Der AIMI wird auf die Summe des steuerlichen Vermögenswerts der Wohngebäude und der Baugrundstücke in Portugal erhoben. Ausgenommen sind als gewerblich, industriell oder für Dienstleistungen eingestufte Immobilien sowie solche, die vom Mietförderungsprogramm erfasst werden. Steuerpflichtige können natürliche oder juristische Personen sein, die Eigentümer, Nießbraucher oder Oberflächennutzer dieser Immobilien sind.
Im Falle natürlicher Personen wird ein Abzug von 600.000 Euro angewendet, wobei die Besteuerung erst beginnt, wenn das relevante Vermögen diesen Betrag übersteigt. Verheiratete oder eheähnliche Lebensgemeinschaften können die gemeinsame Besteuerung wählen, wodurch sich der Abzug auf 1,2 Millionen Euro verdoppelt.

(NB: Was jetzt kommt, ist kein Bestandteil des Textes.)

PR #25, opened 2016-01-18
Fix infinite wait if there is no 0-record file

### LINKED ISSUE #23: DynamicFileListRecordReader error

xardazz:
Fix infinite wait if there is no 0-record file and all records are already read.
Fixes #23

### DIFF
--- a/bigquery/src/main/java/com/google/cloud/hadoop/io/bigquery/DynamicFileListRecordReader.java
+++ b/bigquery/src/main/java/com/google/cloud/hadoop/io/bigquery/DynamicFileListRecordReader.java
@@ -282,7 +282,7 @@ public class DynamicFileListRecordReader<K, V>
    *     files we plan to read.
    */
   private boolean shouldExpectMoreFiles() {
-    if (endFileNumber == -1 || knownFileSet.size() <= endFileNumber) {
+    if ((endFileNumber == -1 && recordsRead < estimatedNumRecords) || knownFileSet.size() <= endFileNumber) {
       return true;
     }
     return false;


AngusDavis:
HI @xardazz, thanks for the PR.
How often are you experiencing the 0-record file not showing up? According to the BigQuerydocs (https://cloud.google.com/bigquery/exporting-data-from-bigquery) on multiple wildcard export paths, the 0-record file should always be written and AFAIK the 0-record file is the only way we can be certain that we've read all data.

xardazz:
Hi, @AngusDavis ! Actually I'm experiencing this issue with every table from public data independent from number of files. Yeah, I know that according to link it should always be written, but I've never seen it. (record reader just  looped infinitely waiting for that 0 -record, though all records were read (recordsRead = estimatedRecordNumber))

xardazz:
@AngusDavis Some more info
This issue is somehow related to this
com.google.cloud.hadoop.io.bigquery.ShardedExportToCloudStorage.java
```java

  // If we try 'sharded export' with only one shard, then BigQuery doesn't recognize it as a
  // sharded export and thus doesn't generate an end-marker file. Even if BigQuery will only
  // export one file, as long as we specify two shards, BigQuery will create both end-marker files
  // while only populating actual data into one of the two shards.
  public static final int MIN_SHARDS_FOR_SHARDED_EXPORT = 2;

```

computeNumShards can actually return value less than MIN_SHARDS_FOR_SHARDED_EXPORT (if 1 map task is specified for example). But even if return MIN_SHARDS_FOR_SHARDED_EXPORT, it still fails, because 0-record is created only in first shard path, but second shard remains empty.

pmkc:
Closing since  #23 has been resolved.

Die Steuersätze für natürliche Personen beginnen bei 0,7%, steigen auf 1% für den Betrag zwischen einer und zwei Millionen Euro und auf 1,5% für Werte über zwei Millionen Euro.
Die Zahlung muss in einem Betrag während des Monats September über das Finanzportal erfolgen, wobei die Nichtzahlung innerhalb der Frist die Erhebung von Verzugszinsen zur Folge hat.